# chicken NOOBle soup



## ThaFoochinater (Jun 5, 2009)

hey everyone. let me start off by introducing myself. my name is dave im 25 years old and i live in new jersey. i joined this forum to make friends and absorb all of the great knowledge and insight that you all have to offer. 
now heres a little bit about myself and how one of the most nonathletic, unhealthy, guy had his life turned around by fitness and a healthy lifestyle.

i have been training for about 3 years and i have learned and progressed a lot.
 i used to be overweight, very weak, and i was addicted to food, pot, and alcohol.
 now i am clean (still enjoy a lil wine now aqnd then) and i have made a lot of positive steps in my life.
 i shed all of my fat and built a significant amount of muscle. 
i got certified as by nasm as a personal trainer. 
i am married to a beautiful woman who i love very much. 
if it wasnt for the weight training none of this would have been possible. 

 i took the day off of work 2day cuz i have had some kinda flu all week.
 it was pretty rough but im startin 2 feel a bit better 2day so knock on wood im hopin im seein the light at the end of the tunnel here. 
anyways, i figure its time to join one of these forums as i begin to pick up the pieces of my weight training routine.
 these last 3 weeks have been pretty messed up as far as my training goes.
 i just moved into a new apartment and that threw my schedule upside down for a week.
 then, after that i worked an 80 hour week of landscaping and i just couldnt find the time or strength to train. 
i got back into it for 2 weeks and things were going well but now i got hit with this illness. 
i tried to train through it but it seemed to do more damage than anything else. 
i think it was breaking down my immune system even more. believe me, i am not the type to miss a training session or a meal. but lately i have had to listen to my body and  put some of lifes important responsibilities in front of my training goals. 
i am just happy to be feeling better and i cant wait to get back into the gym!! i am looking forward to makin friends and getting your guys advice.


----------



## Arnold (Jun 5, 2009)

*Welcome to our bodybuilding & fitness community*

ThaFoochinater welcome to IM! 

We are glad you joined us, be sure to review our top selling bodybuilding & fat loss books

If you're looking for high quality supplements check out IronMagLabs Supplements

Sign up for our News Blog and our Newsletter!


----------



## ThaFoochinater (Jun 5, 2009)

thanks prince!


----------



## Whatsaroid? (Jun 5, 2009)

Let me be the first to say great job on turning your life around man it looks like your doing well for yourself now. 
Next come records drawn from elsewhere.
PR #157, opened 2020-01-08
Added option to set `#[repr(...)]` on generated types.

ralfbiedert:
Hi, 

I added an option to specify a custom `#[repr(...)]`. We need this in our project since we also want to use the generated types as part of an FFI interface. 

PR includes a small bugfix that `custom_struct_derive` in the CLI wasn't annotated with `.takes_value(true)`.

Let me know if you want something changed!

### DIFF
--- a/pb-rs/src/lib.rs
+++ b/pb-rs/src/lib.rs
@@ -156,13 +156,13 @@ impl ConfigBuilder {
         self.custom_struct_derive = val;
         self
     }
-    
+
     /// Add custom values to `#[repr(...)]` at the beginning of every structure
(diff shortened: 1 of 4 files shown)


nerdrew:
I want to be able to add `#[serde(default)]` to a generated struct too. Should we keep adding flags for each case or should we have a general custom attribute flag?

ralfbiedert:
Good point. I think `-X "#[repr(C)]" -X "#[serde(default)]"` would actually be nicer.

tafia:
Merging, Thanks for the PR and sorry for the long delay

PR #158, opened 2020-01-23
Add no_std support

jpopesculian:
Haha let's try this a 3rd time... Building off of @xoloki's #148 work, I'd like to get this finalized and merged in. Let me know what you guys need to get this done


jpopesculian:
@nerdrew @tafia what's the status on this?

pb-rs/src/types.rs
```diff
@@ -312,7 +312,7 @@ impl FieldType {
                 format!("{}{}{}", m.get_modules(desc), m.name, lifetime)
             }
             FieldType::Map(ref key, ref value) => format!(
-                "HashMap<{}, {}>",
+                "KVMap<{}, {}>",
```
tafia: I believe most people won't use no_std and they'd rather use regular `std::HashMap`.
I understand that the distinction is done at import time but I'd like things to be as simple as possible for std users.

tafia:
```suggestion
                "{}<{}, {}>",
                    if config.no_std { "KVMap" } else { "HashMap" },
```

pb-rs/src/types.rs
```diff
@@ -1137,7 +1161,7 @@ impl Message {
     fn write_write_message<W: Write>(&self, w: &mut W, desc: &FileDescriptor) -> Result<()> {
         writeln!(
             w,
-            "    fn write_message<W: Write>(&self, w: &mut Writer<W>) -> Result<()> {{"
+            "    fn write_message<W: WriterBackend>(&self, w: &mut Writer<W>) -> Result<()> {{"
```
tafia: Where is the `WriterBackend` defined?

pb-rs/src/types.rs
jpopesculian: Hey @tafia, sorry for the delay in the reply! Thanks for taking a look :smile: I added the `KVMap` because the `rust_type` function doesn't have access to the config object (and I didn't want to change the call definition for a bunch of function), and the alias shouldn't restrict with what the actual person uses (other than reflecting in the docs). Obviously, I'd be happy to change it if you want, but I wanted to check with you first. I could of course also alias `BTreeMap` to `HashMap` but that seems a little hacky...

jpopesculian: I checked, the alias, actually does not reflect in the docs because its private. It's really pretty invisible to the user of the struct...

therealprof:
Can we please get this merged some time? 😅

tafia:
Sorry for the very long delay. Merging it once the CI tests pass.
Will deploy a new version just after

tafia:
Deployed v0.9.0 of pb-rs

therealprof:
Causes #165

PR #162, opened 2020-05-15
Attribute #![allow(clippy)] is deprecated, use #![allow(clippy::all)]…

therealprof:
… instead

Signed-off-by: Daniel Egger <daniel@eggers-club.de>


tafia:
Thanks

PR #1652, opened 2019-11-21
Fix displaying flycheck error in own buffer

rgrinberg:
display-message-or-buffer does not always return the window with thep
popup. We need to handle this case.

### DIFF
--- a/flycheck.el
+++ b/flycheck.el
@@ -4874,10 +4874,13 @@ variable `flycheck-error-message-buffer'."
       (let ((result (display-message-or-buffer (string-join messages "\n\n")
                                                flycheck-error-message-buffer
                                                'not-this-window)))
+        ;; We cannot rely on `display-message-or-buffer' returning the right
+        ;; window. See URL `https://github.com/flycheck/flycheck/issues/1643'.
         (when (window-live-p result)
-          (with-current-buffer (window-buffer result)
-            (unless (derived-mode-p 'flycheck-error-message-mode)
-              (flycheck-error-message-mode))))))))
+          (-when-let ((buffer (get-buffer flycheck-error-message-buffer)))
+            (with-current-buffer buffer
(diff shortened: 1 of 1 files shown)


flycheck.el
```diff
@@ -4875,9 +4875,15 @@ variable `flycheck-error-message-buffer'."
...
-              (flycheck-error-message-mode))))))))
+          (let* ((maybe-popup-buffer (window-buffer result))
+                 (popup-buffer
+                  (if (string= (buffer-name maybe-popup-buffer)
+                               flycheck-error-message-buffer)
+                      maybe-popup-buffer
+                    (get-buffer flycheck-error-message-buffer))))
+            (with-current-buffer popup-buffer
+              (unless (derived-mode-p 'flycheck-error-message-mode)
+                (flycheck-error-message-mode)))))))))
```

I work around the same hours 70+ and the best thing to do when your forced to do these hours, is to remember to take your to take your vitamins, drink plenty of water and eat as clean as you can. So when the crazy schedule is back to the norm for you, you won't be out of good health and out of shape. 
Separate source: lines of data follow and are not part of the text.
Issue #1661, opened 2019-12-27
Added buplicate checkers as next-checker


conao3:
## Checklist
- [x] I have checked existing issues for potential duplicates before creating this one.
- [x] I have read the [Troubleshooting guide][].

The best thing to remember is working this much is a big stress to your body and getting all the nutrients your body needs will help combat stress and boost your immune system. 

I wish you the best in everything that you do and welcome to the board we are here if you need anything.


----------



## ThaFoochinater (Jun 5, 2009)

Whatsaroid? said:


> Let me be the first to say great job on turning your life around man it looks like your doing well for yourself now.
> 
> I work around the same hours 70+ and the best thing to do when your forced to do these hours, is to remember to take your to take your vitamins, drink plenty of water and eat as clean as you can. So when the crazy schedule is back to the norm for you, you won't be out of good health and out of shape.
> 
> ...



thanks a lot man! i really appreciate the reply and the positivity! as soon as i get a couple extra dollars in my pocket i plan on buying some supps to help my body deal with the high demand i place on it. i plan on gettin some fish oil, glutamine, and amino acid complex to help recovery and keep everything running on all cylinders. i already have some whey and creatine. if anyone has any input or info on what brand is cheap but good quality or what else might be worth adding into my regimen i'm all ears!


----------



## Whatsaroid? (Jun 5, 2009)

ThaFoochinater said:


> thanks a lot man! i really appreciate the reply and the positivity! as soon as i get a couple extra dollars in my pocket i plan on buying some supps to help my body deal with the high demand i place on it. i plan on gettin some fish oil, glutamine, and amino acid complex to help recovery and keep everything running on all cylinders. i already have some whey and creatine. if anyone has any input or info on what brand is cheap but good quality or what else might be worth adding into my regimen i'm all ears!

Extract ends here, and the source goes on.